Во мне зародился страх, я невольно начал верить словам жреца. И понял, что если он говорил правду, то нам не спастись. За месяцы безделья и разгула, что мы провели здесь, наши мушкеты и практически весь имеющийся порох отсырели, сами мы были слишком ослаблены пьянством и болезнями. Мои люди стали беспечными настолько, что даже не брали с собой оружие, так как знали, что индейцы боятся нашего гнева и никогда не напали бы ни на одного из нас.
По колено в воде я бежал к своей хижине. Там, в единственном сухом месте лежал мой пистолет, обернутый в промасленную тряпицу. Я держал его всегда заряженным и готовым к использованию.  Свою рапиру я оставил там же, с собой же у меня была только дага. Санчес бежал за мной по пятам, в руке он сжимал свой верный палаш. Мы бежали, а вокруг нас раздавались вопли ужаса моих людей, настигнутых адской тварью, вызванной туземцами. Крики ужаса быстро сменялись криками боли и затихали, пока не подхватывались следующей жертвой монстра.

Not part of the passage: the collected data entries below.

PR #3849, opened 2019-07-15
New resource: azurerm_private_dns_zone_a_record

patst:
Allows to create a DNS A record for a private DNS zone.

I tested the changes manually using terraform v0.12.4 and everything worked fine.

The tests (e.g. ` make testacc TESTARGS='-run=TestAccAzureRMPrivateDnsARecord_basic'`) fails at the moment because of the resource group name.
It seems everything than lower case characters  in the resource group name trigger a resource recreation. I could use some help where to look to fix that.

```
--- FAIL: TestAccAzureRMPrivateDnsARecord_basic (103.13s)
    testing.go:568: Step 0 error: After applying this step, the plan was not empty:

        DIFF:

        DESTROY/CREATE: azurerm_private_dns_a_record.test
          id:                  "/subscriptions/3ec0e19a-e080-49fd-8781-b7d5db8ae47b/resourceGroups/acctestrg-190715081152640912/providers/Microsoft.Network/privateDnsZones/acctestzone190715081152640912.com/A/myarecord190715081152640912" => "<computed>"
          name:                "myarecord190715081152640912" => "myarecord190715081152640912"
          records.#:           "2" => "2"
          records.0:           "1.2.3.4" => "1.2.3.4"
          records.1:           "1.2.4.5" => "1.2.4.5"
          resource_group_name: "acctestrg-190715081152640912" => "acctestRG-190715081152640912" (forces new resource)
          tags:                "" => "<computed>"
          ttl:                 "300" => "300"
          zone_name:           "acctestzone190715081152640912.com" => "acctestzone190715081152640912.com"

```

### DIFF
--- a/azurerm/resource_arm_private_dns_a_record.go
+++ b/azurerm/resource_arm_private_dns_a_record.go
@@ -28,7 +28,8 @@ func resourceArmPrivateDnsARecord() *schema.Resource {
 				ForceNew: true,
 			},
 
-			"resource_group_name": azure.SchemaResourceGroupName(),
+			// TODO: make this case sensitive once the API's fixed https://github.com/Azure/azure-rest-api-specs/issues/6641
+			"resource_group_name": azure.SchemaResourceGroupNameDiffSuppress(),
 
 			"zone_name": {
 				Type:     schema.TypeString,
@@ -162,7 +163,7 @@ func resourceArmPrivateDnsARecordDelete(d *schema.ResourceData, meta interface{}
 }
 
 func flattenAzureRmPrivateDnsARecords(records *[]privatedns.ARecord) []string {
-	results := make([]string, 0, len(*records))
+	results := make([]string, 0)
 
 	if records != nil {
 		for _, record := range *records {
--- a/azurerm/resource_arm_private_dns_a_record.go
+++ b/azurerm/resource_arm_private_dns_a_record.go
@@ -164,11 +164,16 @@ func resourceArmPrivateDnsARecordDelete(d *schema.ResourceData, meta interface{}
 
 func flattenAzureRmPrivateDnsARecords(records *[]privatedns.ARecord) []string {
 	results := make([]string, 0)
+	if records == nil {
+		return results
+	}
 
-	if records != nil {
-		for _, record := range *records {
-			results = append(results, *record.Ipv4Address)
+	for _, record := range *records {
+		if record.Ipv4Address == nil {
+			continue
 		}
+
+		results = append(results, *record.Ipv4Address)
 	}
 
 	return results
--- a/azurerm/resource_arm_private_dns_a_record.go
+++ b/azurerm/resource_arm_private_dns_a_record.go
@@ -1,0 +1,188 @@
+package azurerm
+
+import (
+	"fmt"
+	"net/http"
+
+	"github.com/Azure/azure-sdk-for-go/services/privatedns/mgmt/2018-09-01/privatedns"
+	"github.com/hashicorp/terraform/helper/schema"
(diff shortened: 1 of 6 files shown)


azurerm/resource_arm_private_dns_a_record.go
```diff
@@ -0,0 +1,188 @@
...
+	resp, err := dnsClient.Delete(ctx, resGroup, zoneName, privatedns.A, name, "")
+	if resp.StatusCode != http.StatusOK {
+		return fmt.Errorf("Error deleting Private DNS A Record %s: %+v", name, err)
+	}
+
+	return nil
+}
+
+func flattenAzureRmPrivateDnsARecords(records *[]privatedns.ARecord) []string {
+	results := make([]string, 0, len(*records))
```
tombuildsstuff: whilst we're nil-checking it below, there's a potential crash here if `records` is nil - instead we can just create a 0 element array and expand it as needed (whilst it won't be as efficient as pre-allocating this up-front, I'd guess we're talking about 10 elements top - so we're not overly concerned with that performance hit 😄)

website/docs/r/private_dns_a_record.html.markdown
```diff
@@ -0,0 +1,63 @@
...
+
+## Attributes Reference
+
+The following attributes are exported:
+
+* `id` - The Private DNS A Record ID.
+
+## Import
+
+A records can be imported using the `resource id`, e.g.
```
tombuildsstuff: can we make this:

```suggestion
Private DNS A Records can be imported using the `resource id`, e.g.
```

azurerm/resource_arm_private_dns_a_record.go
```diff
@@ -0,0 +1,188 @@
...
+		},
+
+		Schema: map[string]*schema.Schema{
+			"name": {
+				Type:     schema.TypeString,
+				Required: true,
+				ForceNew: true,
+			},
+
+			"resource_group_name": azure.SchemaResourceGroupName(),
```
tombuildsstuff: > It seems everything than lower case characters in the resource group name trigger a resource recreation. I could use some help where to look to fix that.

Unfortunately this would be a bug in the Azure API - whilst officially the Azure API Specification says that the Resource Group names are case insensitive; some API's require that they're case sensitive; as such Terraform treats them as case-sensitive by default. In this instance I'd recommend [opening a bug on the Rest API Specs Repository](https://github.com/Azure/azure-rest-api-specs) where this can be tracked; and adding a TODO with a link to that (see below for an example) - and we can work around this in the interim using:

```suggestion
			// TODO: make this case sensitive once the API's fixed [link]
			"resource_group_name": azure.SchemaResourceGroupNameDiffSuppress(),
```

patst:
hi @tombuildsstuff 

Thanks for the review! 
I made the changes and the tests are working now, thanks for the help! 👍

azurerm/resource_arm_private_dns_a_record.go
```diff
@@ -0,0 +1,189 @@
...
+
+	return nil
+}
+
+func flattenAzureRmPrivateDnsARecords(records *[]privatedns.ARecord) []string {
+	results := make([]string, 0)
+
+	if records != nil {
+		for _, record := range *records {
+			results = append(results, *record.Ipv4Address)
```
tombuildsstuff: there's a crash here if this is nil; could we nil-check this?

```suggestion
			if record.Ipv4Address == nil {
				continue
			}
			results = append(results, *record.Ipv4Address)
```

tombuildsstuff:
Tests pass:

Screenshot 2019-07-17 at 18 17 29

По затопленной улице мы добрались до моего дома, там нас уже ждали три моих человека – Игнатио, Вито и Гаспаро. Они были вооружены алебардами и палашами. А Вито притащил с собой еще и заряженный осадный арбалет.

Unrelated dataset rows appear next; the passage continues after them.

PR #3865, opened 2019-07-17
r/storage_blob: adding additional acceptance tests

### LINKED ISSUE #676: azurerm_storage_blob private source_uri is not supported
Trying to copy blob from a storage account to another (different DC locations) within the same current subscription via source_uri parameter and this ends up to fail with a 404. Doing the same operation with the SAS url works fine.
```
* azurerm_storage_blob.test: Error creating storage blob on Azure: storage: service returned error: StatusCode=404, ErrorCode=CannotVerifyCopySource, ErrorMessage=The specified resource does not exist.
```
### Terraform Version
Terraform v0.11.1
Azurerm provider 1.0.0

### Affected Resource(s)
- azurerm_storage_blob

### Expected Behavior
 azurerm_storage_blob able to copy "private" files without any SAS key in source_uri

### Actual Behavior
 azurerm_storage_blob only access to public uris

The current workaround would be to use blobxfer synccopy

tombuildsstuff:
This PR rewrites the acceptance tests for the `azurerm_storage_blob` resource to ensure that all of the currently supported use-cases (and a couple of new ones coming soon, feature toggled off) are covered. With these tests we should be able to swap out [the old Storage SDK](https://github.com/Azure/azure-sdk-for-go/tree/master/storage) for [the replacement Storage SDK](https://github.com/tombuildsstuff/giovanni)

In addition this also removes the `ConflictsWith` from the `content_type` <-> `source_uri` field, since otherwise this leads to a continual diff.

Fixes #676

### DIFF
--- a/azurerm/internal/services/storage/client.go
+++ b/azurerm/internal/services/storage/client.go
@@ -26,6 +26,8 @@ type Client struct {
 // NOTE: this temporarily diverges from the other clients until we move this client in here
 // once we have this, can take an Options like everything else
 func BuildClient(accountsClient storage.AccountsClient) *Client {
+	// TODO: switch Storage Containers to using the storage.BlobContainersClient
+	// (which should fix #2977) when the storage clients have been moved in here
 	return &Client{
 		accountsClient: accountsClient,
 	}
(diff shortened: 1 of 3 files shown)


tombuildsstuff:
Tests pass:

Screenshot 2019-07-17 at 16 05 13

PR #3785, opened 2019-07-04
kubernetes_cluster: support specifying node_resource_group

invidian:
Closes #3354

Signed-off-by: Mateusz Gozdek <mateusz@kinvolk.io>

PR #3869, opened 2019-07-18
Added support for custom resource group name in AKS

kamil-mrzyglod:
Hi,

I wanted to use Terraform for my project, but I found one particular thing missing - lack of possibility to enter a custom name for a node resource group in Azure Kubernetes Service. To make a long story short - by default, AKS creates an additional resource group holding all the infrastructure resources and keeping them separate from the managed cluster. That RG has a dummy name what makes following naming conventions difficult. This is why Microsoft added a `nodeResourceGroup` parameter in the 2019-04-01 API version.

From my investigation, Terraform supports that parameter but only as an output. This PR adds support for `nodeResourceGroup` by introducing a `custom_node_resource_group` parameter. I did not use `node_resource_group` name as it was already added as a computed result of running an AKS deployment.

Kamil

### DIFF
--- a/azurerm/resource_arm_kubernetes_cluster.go
+++ b/azurerm/resource_arm_kubernetes_cluster.go
@@ -75,6 +75,12 @@ func resourceArmKubernetesCluster() *schema.Resource {
 
 			"resource_group_name": azure.SchemaResourceGroupName(),
 
+			"custom_node_resource_group": {
+				Type:         schema.TypeString,
+				Optional:     true,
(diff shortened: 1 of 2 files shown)


tombuildsstuff:
hey @kamil-mrzyglod 

Thanks for this PR :)

Taking a look through, whilst this PR looks good it appears to be a duplicate of #3785 (which is now in a position where that can be merged) - as such whilst I'd like to thank you for this contribution, I hope you don't mind but I'm going to close this PR in favour of #3785.

Thanks!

- Сеньор Севилья, на нас напали? - спросил кто-то из них. Было видно, что вопли товарищей испугали его и остальных не на шутку.
- Да … похоже жрец смог вызвать подмогу … наверное другое племя, - я не хотел рассказывать им об виденном в храме, боясь, что они окончательно потеряют самообладание. Санчес посмотрел на меня с удивлением, но промолчал.
А я всё же добавил:
- Но будьте готовы ко всему. Эти дикари могут затеять всякое.      

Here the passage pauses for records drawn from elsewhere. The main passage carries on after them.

PR #3871, opened 2019-07-18
New Resource: `azurerm_cosmosdb_sql_container`

DenheenJ:
Create resource that creates a cosmosdb sql container. Only creates the properties that cannot be changed after creation.

```
resource "azurerm_cosmosdb_sql_container" "test_container" {
  name                = "test-container"
  resource_group_name = "${azurerm_cosmosdb_account.test_cosmos_account.resource_group_name}"
  account_name        = "${azurerm_cosmosdb_account.test_cosmos_account.name}"
  database_name       = "${azurerm_cosmosdb_sql_database.test_db.name}"
  partition_key_paths = "/definition/id"
  unique_key_policy {
    unique_keys {
      paths = ["/definition/something", "/definition/somethingelse"]
    {
  }
}
```

creates unique key policy json as below

    "uniqueKeyPolicy": {
      "uniqueKeys": [
        {
          "paths": [
            "/definition/something",
            "/definition/somethingelse"
          ]
        }
      ]
    }

creates partition key json as below

    "partitionKey": {
      "kind": "Hash",
      "paths": [
        "/definition/id"
      ]
    },


azurerm/resource_arm_cosmosdb_sql_container_test.go
```diff
@@ -0,0 +1,117 @@
...
+		if resp.StatusCode == http.StatusNotFound {
+			return fmt.Errorf("Bad: Cosmos Container '%s' (account: '%s') does not exist", name, account)
+		}
+
+		return nil
+	}
+}
+
+func testAccAzureRMCosmosDbSqlContainer_basic(rInt int, location string) string {
+	res := fmt.Sprintf(`
```
katbyte: Could we change this to
```suggestion
	return fmt.Sprintf(`
```

azurerm/resource_arm_cosmosdb_sql_container.go
```diff
@@ -0,0 +1,215 @@
...
+	var paths []string
+
+	for _, i := range input.(*schema.Set).List() {
+		b := i.(map[string]interface{})
+		c := &[]string{b["path"].(string)}
+		d := *c
+		e := strings.Join(d, "")
+		paths = append(paths, e)
+	}
+	outputs = append(outputs, documentdb.UniqueKey{
```
katbyte: This could be
```suggestion
	return append(outputs, documentdb.UniqueKey{
```

azurerm/resource_arm_cosmosdb_sql_container.go
```diff
@@ -0,0 +1,215 @@
...
+
+	return nil
+}
+
+func expandSQLContainerUniqueKeyPolicy(input interface{}) *[]documentdb.UniqueKey {
+	outputs := make([]documentdb.UniqueKey, 0)
+	var paths []string
+
+	for _, i := range input.(*schema.Set).List() {
+		b := i.(map[string]interface{})
```
katbyte: Could you explain this code? couldn't it instead be:
```
paths = append(paths, b["path"].(string))
```

DenheenJ: i'll try and see what happens, thanks. Before i was just having issues with the value the Azure SDK is returning.

azurerm/resource_arm_cosmosdb_sql_container.go
```diff
@@ -0,0 +1,215 @@
...
+	}
+
+	d.Set("resource_group_name", id.ResourceGroup)
+	d.Set("account_name", id.Account)
+	d.Set("name", name)
+	d.Set("database_name", id.Database)
+	if props := resp.SQLContainerProperties; props != nil {
+		d.Set("name", props.ID)
+	}
+
```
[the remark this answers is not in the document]
katbyte: Yep, you should be reading all values back

azurerm/resource_arm_cosmosdb_sql_container.go
katbyte: I'm not sure why you are making it an string array pointer, dereferencing it, and then joining it?

`&[]string{b["path"].(string)}` makes a string array of b["path"].(string)
`*` then deferences it
`strings.Join()` joins the array,consisting of just `b["path"].(string)`
leaving a string consisting of `b["path"].(string)` if i'm not mistaken?

azurerm/resource_arm_cosmosdb_sql_container.go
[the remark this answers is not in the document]
DenheenJ: hi @katbyte, thanks for that. now reading all values back that are created.

azurerm/resource_arm_cosmosdb_sql_container.go
DenheenJ: I've completely redone this now so may have to do a fresh review.

DenheenJ:
@sawyerh https://www.terraform.io/docs/providers/azurerm/r/cosmosdb_sql_container.html
seems to not be rendering on the index though.

PR #3875, opened 2019-07-18
storage: using the environment as available

tombuildsstuff:
Threading the current environment through to the ClientOptions package so that we can specify it when creating the Clients for the Storage SDK

This allows the Storage SDK to work on multiple clouds


tombuildsstuff:
Tests pass:

Screenshot 2019-07-19 at 10 08 55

Я вошел в хижину, надел пояс с ножнами и достал оружие. С рапирой в правой руке и с пистолетом в левой я вышел из дома и приказал своим людям следовать за мной. Мы побежали туда, откуда раздавались крики в последний раз. Подходя к дому, где жило одновременно пять моих солдат, мы увидели, что часть стены рухнула внутрь, а в самой хижине царит мрак, видимо обломки стены сбили фонарь в воду, и он погас. Перейдя на шаг, мы начали медленно и с опаской приближаться к хижине. У самого входа лежал  Мигель, один из мушкетёров. На его светлой рубахе разливались большие кровавые пятна, и было не понятно жив он или мёртв.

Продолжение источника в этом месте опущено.